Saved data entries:

···

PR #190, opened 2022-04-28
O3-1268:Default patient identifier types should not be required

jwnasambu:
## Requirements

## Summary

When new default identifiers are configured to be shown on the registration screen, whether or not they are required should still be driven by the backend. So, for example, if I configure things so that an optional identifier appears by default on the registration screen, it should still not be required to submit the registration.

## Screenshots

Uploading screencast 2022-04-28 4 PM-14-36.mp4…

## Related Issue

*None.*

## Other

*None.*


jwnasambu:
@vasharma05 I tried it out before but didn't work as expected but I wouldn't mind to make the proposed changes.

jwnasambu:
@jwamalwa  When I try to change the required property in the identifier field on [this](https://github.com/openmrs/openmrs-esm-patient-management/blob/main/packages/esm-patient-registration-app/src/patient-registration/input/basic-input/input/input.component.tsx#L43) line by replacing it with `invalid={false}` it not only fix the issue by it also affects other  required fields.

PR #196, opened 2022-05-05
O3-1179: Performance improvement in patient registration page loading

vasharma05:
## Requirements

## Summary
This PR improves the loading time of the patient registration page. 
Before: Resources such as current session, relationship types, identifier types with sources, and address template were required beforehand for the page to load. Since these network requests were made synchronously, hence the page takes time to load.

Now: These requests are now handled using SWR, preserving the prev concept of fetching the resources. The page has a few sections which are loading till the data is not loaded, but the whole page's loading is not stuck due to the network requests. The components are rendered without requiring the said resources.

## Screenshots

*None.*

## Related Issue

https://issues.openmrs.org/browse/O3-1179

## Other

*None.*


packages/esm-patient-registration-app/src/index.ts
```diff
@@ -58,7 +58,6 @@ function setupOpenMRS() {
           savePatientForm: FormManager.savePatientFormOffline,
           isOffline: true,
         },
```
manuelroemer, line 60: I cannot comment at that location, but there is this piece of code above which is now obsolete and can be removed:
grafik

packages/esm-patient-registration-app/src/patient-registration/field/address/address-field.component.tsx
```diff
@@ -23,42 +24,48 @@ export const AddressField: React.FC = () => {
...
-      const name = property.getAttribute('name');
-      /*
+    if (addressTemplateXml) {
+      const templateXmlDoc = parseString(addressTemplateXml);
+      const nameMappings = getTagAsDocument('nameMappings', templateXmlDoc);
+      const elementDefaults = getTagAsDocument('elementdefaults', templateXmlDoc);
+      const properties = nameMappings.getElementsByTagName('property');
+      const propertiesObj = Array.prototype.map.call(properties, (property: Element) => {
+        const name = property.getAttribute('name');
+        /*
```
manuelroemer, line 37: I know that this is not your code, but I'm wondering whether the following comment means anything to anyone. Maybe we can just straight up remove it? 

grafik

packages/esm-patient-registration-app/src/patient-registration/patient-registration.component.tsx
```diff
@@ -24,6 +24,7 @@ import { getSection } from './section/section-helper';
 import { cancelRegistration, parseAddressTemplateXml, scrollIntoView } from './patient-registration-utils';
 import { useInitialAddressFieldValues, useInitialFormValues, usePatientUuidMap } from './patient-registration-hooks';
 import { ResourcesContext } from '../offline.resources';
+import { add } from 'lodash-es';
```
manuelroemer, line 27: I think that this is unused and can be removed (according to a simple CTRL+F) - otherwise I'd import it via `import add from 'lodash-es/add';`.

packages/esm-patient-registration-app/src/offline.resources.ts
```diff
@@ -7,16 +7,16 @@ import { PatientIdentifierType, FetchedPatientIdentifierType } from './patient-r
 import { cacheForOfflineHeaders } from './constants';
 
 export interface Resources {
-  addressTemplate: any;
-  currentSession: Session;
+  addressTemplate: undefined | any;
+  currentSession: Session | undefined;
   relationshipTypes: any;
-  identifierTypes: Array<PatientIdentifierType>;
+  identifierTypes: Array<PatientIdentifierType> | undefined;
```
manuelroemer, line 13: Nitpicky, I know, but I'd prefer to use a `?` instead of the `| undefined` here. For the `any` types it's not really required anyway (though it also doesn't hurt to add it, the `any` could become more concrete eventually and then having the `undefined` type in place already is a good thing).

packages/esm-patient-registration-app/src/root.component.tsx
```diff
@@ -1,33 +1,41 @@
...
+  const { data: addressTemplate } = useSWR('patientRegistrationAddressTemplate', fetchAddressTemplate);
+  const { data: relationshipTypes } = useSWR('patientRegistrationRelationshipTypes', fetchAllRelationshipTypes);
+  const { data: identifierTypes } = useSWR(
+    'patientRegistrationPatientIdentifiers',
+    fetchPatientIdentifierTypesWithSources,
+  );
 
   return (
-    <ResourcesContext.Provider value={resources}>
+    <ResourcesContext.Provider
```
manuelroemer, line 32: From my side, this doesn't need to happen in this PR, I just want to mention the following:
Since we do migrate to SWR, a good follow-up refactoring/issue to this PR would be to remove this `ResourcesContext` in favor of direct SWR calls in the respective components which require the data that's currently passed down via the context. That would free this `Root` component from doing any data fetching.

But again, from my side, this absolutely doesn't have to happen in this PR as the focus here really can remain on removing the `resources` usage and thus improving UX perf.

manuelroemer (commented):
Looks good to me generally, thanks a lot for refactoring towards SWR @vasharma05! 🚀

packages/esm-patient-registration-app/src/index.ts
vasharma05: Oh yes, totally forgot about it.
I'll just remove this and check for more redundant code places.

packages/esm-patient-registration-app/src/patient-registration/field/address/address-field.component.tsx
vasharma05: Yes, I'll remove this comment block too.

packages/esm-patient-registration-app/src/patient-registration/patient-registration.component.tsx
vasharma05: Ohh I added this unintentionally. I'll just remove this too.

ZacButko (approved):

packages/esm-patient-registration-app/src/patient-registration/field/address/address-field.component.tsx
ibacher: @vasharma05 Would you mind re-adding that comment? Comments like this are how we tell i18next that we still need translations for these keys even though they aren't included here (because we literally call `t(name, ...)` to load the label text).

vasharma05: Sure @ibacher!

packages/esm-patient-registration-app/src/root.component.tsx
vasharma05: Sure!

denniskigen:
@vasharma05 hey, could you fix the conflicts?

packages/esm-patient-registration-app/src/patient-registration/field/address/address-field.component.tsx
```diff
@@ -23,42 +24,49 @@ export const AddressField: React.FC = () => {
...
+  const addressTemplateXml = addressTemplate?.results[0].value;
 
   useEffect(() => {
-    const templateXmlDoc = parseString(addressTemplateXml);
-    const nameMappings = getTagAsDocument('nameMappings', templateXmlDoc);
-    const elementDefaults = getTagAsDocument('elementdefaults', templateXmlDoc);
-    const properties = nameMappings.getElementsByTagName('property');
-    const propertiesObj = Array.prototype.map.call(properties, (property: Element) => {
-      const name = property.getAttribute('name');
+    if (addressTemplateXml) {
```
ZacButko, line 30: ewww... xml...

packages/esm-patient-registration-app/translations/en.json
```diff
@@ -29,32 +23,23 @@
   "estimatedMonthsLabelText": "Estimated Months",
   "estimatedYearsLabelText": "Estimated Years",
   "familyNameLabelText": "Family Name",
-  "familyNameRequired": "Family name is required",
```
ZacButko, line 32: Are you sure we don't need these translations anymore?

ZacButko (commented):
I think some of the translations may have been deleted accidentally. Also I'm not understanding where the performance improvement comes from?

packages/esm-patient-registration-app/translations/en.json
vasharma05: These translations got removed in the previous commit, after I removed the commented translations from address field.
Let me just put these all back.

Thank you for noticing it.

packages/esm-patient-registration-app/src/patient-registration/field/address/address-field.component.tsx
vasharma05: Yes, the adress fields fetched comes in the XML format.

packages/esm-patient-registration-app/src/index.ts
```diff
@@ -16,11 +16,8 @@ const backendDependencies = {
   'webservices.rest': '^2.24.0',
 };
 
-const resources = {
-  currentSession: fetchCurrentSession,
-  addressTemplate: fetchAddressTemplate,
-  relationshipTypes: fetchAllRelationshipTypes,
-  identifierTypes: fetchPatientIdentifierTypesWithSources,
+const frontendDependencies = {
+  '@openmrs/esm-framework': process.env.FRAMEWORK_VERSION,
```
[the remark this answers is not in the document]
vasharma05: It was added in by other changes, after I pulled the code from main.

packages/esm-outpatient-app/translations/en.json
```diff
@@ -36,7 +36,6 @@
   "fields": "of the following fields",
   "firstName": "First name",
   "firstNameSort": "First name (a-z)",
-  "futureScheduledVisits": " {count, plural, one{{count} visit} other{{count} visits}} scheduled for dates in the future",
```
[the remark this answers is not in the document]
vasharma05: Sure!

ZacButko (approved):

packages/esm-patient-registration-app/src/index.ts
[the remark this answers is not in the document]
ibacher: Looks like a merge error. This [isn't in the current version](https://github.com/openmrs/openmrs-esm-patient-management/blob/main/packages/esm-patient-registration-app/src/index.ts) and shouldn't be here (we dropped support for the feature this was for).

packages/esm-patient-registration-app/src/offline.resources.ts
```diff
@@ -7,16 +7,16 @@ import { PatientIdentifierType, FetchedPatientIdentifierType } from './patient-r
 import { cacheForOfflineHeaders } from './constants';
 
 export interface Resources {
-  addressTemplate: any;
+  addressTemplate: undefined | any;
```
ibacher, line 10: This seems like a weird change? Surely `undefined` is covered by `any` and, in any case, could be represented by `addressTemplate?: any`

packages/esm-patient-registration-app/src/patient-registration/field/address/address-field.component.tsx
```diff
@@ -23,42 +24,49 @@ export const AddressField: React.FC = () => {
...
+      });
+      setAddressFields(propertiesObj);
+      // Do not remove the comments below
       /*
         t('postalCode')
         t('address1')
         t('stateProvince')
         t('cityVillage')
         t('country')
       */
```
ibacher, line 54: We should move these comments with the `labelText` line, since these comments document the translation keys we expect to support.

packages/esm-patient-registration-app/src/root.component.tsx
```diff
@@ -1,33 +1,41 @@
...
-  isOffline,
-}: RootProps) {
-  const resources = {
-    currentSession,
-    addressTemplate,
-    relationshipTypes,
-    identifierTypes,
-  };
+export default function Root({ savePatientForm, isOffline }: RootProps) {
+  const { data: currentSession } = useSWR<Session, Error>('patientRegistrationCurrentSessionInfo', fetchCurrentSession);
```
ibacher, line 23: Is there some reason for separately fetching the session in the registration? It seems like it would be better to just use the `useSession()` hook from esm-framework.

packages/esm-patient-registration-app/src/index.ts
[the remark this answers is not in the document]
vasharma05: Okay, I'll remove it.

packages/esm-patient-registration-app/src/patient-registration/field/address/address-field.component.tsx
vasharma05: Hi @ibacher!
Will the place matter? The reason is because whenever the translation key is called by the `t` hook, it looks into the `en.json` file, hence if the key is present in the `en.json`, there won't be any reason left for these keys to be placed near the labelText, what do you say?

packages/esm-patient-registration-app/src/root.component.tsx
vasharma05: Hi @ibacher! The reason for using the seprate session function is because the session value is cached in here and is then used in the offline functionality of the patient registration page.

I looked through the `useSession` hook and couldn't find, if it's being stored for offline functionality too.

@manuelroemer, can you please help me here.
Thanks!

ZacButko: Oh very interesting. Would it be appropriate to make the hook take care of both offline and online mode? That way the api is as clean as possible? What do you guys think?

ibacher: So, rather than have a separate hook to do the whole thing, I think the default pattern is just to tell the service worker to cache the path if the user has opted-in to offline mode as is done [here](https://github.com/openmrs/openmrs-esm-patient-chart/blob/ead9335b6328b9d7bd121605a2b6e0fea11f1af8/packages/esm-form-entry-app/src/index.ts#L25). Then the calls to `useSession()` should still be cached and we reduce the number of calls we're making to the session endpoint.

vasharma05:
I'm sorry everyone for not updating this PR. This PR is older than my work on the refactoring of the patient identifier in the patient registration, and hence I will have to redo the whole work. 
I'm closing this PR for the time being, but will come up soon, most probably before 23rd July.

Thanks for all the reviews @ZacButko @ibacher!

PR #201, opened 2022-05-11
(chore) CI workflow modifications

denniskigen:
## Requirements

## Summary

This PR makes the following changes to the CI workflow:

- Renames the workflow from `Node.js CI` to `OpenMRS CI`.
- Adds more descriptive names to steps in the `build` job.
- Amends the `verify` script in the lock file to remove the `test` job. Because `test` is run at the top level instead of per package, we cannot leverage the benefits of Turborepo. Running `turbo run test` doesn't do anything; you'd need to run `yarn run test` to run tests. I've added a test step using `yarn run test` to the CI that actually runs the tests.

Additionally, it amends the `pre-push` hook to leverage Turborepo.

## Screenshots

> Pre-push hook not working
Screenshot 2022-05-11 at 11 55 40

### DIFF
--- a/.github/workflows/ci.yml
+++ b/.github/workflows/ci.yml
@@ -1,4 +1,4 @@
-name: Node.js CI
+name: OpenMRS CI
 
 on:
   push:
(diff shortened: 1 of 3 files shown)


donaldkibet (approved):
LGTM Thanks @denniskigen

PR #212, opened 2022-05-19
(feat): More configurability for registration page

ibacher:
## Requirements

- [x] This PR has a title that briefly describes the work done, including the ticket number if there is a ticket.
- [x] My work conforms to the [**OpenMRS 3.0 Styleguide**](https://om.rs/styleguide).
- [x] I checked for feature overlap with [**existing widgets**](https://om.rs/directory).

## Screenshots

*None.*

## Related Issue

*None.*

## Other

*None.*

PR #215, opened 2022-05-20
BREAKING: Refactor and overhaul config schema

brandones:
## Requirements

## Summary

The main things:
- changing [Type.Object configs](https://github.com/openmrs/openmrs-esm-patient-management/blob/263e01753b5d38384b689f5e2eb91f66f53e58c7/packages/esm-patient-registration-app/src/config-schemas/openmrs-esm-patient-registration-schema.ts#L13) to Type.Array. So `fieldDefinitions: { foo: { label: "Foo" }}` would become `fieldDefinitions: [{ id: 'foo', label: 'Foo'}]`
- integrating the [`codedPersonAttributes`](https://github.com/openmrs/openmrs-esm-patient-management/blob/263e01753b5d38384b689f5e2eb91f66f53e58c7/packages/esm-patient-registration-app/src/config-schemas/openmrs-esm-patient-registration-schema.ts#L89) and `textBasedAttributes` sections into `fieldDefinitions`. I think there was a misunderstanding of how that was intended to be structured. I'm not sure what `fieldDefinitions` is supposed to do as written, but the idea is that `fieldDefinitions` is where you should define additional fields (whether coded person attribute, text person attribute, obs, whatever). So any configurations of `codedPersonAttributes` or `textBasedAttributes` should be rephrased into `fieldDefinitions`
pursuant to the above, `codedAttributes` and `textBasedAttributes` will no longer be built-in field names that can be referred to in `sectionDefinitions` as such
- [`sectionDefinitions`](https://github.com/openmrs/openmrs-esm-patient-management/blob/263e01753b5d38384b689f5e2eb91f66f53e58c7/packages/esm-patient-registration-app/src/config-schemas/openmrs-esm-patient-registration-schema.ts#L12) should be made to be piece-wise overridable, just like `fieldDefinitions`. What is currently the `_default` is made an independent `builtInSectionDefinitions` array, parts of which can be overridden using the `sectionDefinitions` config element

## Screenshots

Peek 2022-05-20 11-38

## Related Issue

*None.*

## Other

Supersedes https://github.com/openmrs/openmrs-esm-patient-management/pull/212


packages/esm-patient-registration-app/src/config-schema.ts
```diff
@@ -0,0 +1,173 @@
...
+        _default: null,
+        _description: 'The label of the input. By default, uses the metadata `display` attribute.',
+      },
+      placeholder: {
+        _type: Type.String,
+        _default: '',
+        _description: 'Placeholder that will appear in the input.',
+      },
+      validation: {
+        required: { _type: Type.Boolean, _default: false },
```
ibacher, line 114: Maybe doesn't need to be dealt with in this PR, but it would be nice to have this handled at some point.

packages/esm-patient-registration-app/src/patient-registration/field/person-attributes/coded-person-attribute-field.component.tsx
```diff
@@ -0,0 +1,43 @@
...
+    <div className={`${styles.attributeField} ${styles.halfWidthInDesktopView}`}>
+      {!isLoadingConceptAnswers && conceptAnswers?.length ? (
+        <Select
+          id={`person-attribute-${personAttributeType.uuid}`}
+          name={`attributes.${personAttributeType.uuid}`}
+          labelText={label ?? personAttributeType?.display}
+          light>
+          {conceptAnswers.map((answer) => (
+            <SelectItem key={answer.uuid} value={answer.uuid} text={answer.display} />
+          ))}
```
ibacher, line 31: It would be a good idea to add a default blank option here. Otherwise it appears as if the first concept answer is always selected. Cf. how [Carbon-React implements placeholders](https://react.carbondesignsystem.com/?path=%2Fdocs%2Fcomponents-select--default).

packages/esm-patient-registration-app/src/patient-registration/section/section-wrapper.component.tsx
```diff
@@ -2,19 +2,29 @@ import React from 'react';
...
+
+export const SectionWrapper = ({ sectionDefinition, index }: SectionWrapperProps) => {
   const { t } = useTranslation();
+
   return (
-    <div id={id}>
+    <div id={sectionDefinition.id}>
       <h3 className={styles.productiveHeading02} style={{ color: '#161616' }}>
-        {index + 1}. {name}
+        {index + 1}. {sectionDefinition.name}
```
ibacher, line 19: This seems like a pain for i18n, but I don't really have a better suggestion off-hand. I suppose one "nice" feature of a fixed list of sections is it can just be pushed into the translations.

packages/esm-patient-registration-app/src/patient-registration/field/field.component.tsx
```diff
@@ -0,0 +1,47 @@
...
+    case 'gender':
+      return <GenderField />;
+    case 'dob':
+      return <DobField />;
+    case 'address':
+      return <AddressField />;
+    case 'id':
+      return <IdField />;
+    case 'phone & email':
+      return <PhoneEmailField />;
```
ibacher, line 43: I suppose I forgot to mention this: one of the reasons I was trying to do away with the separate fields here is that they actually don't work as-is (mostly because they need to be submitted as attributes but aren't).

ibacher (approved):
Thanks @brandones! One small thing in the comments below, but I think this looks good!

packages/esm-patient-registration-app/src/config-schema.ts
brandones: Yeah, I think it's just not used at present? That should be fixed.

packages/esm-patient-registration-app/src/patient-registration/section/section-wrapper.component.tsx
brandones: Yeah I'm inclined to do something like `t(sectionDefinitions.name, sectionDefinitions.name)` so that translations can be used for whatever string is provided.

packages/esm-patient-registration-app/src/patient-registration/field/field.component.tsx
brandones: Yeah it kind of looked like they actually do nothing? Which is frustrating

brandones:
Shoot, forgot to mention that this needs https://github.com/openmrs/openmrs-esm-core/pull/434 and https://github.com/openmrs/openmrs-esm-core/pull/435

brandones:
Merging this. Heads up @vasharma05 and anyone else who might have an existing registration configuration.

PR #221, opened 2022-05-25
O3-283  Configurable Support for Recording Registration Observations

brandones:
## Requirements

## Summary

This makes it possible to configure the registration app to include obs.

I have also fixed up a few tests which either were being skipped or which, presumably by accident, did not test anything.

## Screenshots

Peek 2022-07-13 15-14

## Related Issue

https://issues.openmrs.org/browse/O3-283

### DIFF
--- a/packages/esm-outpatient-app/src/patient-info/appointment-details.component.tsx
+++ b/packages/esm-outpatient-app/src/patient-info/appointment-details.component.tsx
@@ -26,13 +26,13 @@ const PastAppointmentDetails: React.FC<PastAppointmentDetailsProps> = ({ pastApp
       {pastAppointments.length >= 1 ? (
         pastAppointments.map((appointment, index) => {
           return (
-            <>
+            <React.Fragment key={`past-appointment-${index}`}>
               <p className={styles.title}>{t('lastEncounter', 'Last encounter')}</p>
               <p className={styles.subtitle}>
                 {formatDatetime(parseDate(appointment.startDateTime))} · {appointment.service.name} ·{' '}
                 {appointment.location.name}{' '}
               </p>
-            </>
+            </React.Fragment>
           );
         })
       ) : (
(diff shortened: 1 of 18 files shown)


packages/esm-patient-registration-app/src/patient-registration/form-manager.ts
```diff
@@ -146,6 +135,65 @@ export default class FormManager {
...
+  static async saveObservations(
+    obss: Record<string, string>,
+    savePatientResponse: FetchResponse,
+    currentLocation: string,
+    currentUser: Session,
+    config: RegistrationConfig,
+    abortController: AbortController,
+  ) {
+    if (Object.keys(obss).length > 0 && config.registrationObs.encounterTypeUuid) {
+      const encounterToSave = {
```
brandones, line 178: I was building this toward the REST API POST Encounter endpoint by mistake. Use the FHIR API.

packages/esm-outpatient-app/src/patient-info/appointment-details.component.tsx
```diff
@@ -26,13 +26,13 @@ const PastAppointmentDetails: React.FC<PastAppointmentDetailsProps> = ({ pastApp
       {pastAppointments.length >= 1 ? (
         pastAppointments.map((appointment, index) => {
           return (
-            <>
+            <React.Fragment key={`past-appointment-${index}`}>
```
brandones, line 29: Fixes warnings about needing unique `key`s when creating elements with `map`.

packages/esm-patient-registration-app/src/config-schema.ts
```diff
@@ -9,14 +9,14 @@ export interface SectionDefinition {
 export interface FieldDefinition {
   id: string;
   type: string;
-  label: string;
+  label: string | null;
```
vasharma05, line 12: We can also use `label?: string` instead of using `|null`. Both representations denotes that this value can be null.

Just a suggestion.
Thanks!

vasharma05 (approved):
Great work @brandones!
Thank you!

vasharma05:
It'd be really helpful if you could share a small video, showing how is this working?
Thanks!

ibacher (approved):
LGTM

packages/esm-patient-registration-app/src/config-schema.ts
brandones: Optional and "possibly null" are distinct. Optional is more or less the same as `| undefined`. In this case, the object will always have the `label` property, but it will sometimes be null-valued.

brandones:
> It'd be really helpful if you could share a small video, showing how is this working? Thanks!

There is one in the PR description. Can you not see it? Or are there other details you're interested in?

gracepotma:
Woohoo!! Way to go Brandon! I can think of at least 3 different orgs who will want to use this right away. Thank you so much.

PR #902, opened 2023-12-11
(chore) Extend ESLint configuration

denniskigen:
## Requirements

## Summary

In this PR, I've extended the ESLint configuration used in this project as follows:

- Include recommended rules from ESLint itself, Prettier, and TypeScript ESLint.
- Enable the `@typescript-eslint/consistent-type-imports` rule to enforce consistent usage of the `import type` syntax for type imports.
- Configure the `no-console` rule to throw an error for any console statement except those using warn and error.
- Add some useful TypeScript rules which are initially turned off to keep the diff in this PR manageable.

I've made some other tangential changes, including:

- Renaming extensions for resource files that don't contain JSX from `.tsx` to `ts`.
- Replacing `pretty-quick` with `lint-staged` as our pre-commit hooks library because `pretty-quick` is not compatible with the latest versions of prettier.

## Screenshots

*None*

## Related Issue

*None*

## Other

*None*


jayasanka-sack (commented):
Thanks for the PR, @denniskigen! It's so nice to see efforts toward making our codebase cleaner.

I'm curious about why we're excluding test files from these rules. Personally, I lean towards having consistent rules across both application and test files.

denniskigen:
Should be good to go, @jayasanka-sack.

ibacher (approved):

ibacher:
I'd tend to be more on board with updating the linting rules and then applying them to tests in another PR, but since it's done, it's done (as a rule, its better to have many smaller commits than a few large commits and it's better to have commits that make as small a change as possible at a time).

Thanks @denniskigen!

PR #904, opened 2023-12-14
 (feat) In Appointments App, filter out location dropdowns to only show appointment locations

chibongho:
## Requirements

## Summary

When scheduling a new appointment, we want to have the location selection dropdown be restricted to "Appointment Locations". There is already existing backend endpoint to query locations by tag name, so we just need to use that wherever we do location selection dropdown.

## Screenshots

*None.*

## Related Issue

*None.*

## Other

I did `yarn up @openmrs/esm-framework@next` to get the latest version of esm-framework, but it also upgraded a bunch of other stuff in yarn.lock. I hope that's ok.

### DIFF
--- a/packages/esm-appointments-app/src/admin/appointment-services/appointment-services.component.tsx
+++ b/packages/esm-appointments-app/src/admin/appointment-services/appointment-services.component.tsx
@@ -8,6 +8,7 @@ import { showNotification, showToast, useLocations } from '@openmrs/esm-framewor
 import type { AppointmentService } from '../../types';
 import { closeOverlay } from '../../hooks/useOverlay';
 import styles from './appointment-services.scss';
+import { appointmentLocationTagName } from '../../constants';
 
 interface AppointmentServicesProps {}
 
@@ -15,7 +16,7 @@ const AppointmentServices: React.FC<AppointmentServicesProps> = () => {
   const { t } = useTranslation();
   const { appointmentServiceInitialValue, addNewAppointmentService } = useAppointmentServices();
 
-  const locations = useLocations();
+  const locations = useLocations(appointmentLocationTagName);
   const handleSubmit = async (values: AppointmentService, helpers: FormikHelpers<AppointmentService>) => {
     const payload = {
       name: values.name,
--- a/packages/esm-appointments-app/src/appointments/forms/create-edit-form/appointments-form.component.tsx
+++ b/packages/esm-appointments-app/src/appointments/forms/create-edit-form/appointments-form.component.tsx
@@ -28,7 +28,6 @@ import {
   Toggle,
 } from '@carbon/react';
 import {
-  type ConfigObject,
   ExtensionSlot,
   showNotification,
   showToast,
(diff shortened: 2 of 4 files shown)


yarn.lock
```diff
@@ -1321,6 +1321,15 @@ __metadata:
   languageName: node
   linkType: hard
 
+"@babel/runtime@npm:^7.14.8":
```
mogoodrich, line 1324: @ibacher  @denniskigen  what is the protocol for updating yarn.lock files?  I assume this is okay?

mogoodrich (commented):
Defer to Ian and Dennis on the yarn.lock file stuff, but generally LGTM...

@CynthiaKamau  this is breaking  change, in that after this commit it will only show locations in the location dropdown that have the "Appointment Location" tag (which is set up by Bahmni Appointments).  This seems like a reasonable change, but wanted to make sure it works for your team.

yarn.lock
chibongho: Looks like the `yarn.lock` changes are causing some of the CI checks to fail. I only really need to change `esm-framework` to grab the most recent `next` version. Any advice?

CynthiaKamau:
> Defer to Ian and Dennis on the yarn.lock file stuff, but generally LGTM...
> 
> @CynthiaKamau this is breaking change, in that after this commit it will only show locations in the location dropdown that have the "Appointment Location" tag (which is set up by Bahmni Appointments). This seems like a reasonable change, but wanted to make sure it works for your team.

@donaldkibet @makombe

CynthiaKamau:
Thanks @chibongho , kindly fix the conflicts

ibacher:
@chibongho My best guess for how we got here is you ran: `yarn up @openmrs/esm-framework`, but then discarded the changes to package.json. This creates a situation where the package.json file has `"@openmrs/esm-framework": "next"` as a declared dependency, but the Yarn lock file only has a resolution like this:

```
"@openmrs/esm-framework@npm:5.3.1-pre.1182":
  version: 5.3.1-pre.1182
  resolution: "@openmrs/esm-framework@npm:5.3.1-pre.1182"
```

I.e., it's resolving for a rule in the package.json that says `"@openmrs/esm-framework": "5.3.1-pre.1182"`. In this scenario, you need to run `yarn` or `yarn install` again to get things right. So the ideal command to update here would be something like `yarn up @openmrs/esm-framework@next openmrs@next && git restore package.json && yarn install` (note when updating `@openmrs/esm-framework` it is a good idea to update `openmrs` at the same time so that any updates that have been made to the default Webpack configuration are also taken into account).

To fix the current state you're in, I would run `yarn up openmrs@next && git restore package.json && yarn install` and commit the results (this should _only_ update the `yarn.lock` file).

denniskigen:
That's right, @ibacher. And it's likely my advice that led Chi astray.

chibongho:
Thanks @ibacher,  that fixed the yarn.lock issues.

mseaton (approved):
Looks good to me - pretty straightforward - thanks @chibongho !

···

#### WORK TO BE COMPLETED
Go through the entries above and copy out every line that includes the word "shortened".

#### RESPONSE TO THIS EXERCISE
(diff shortened: 1 of 3 files shown)
(diff shortened: 1 of 18 files shown)
(diff shortened: 2 of 4 files shown)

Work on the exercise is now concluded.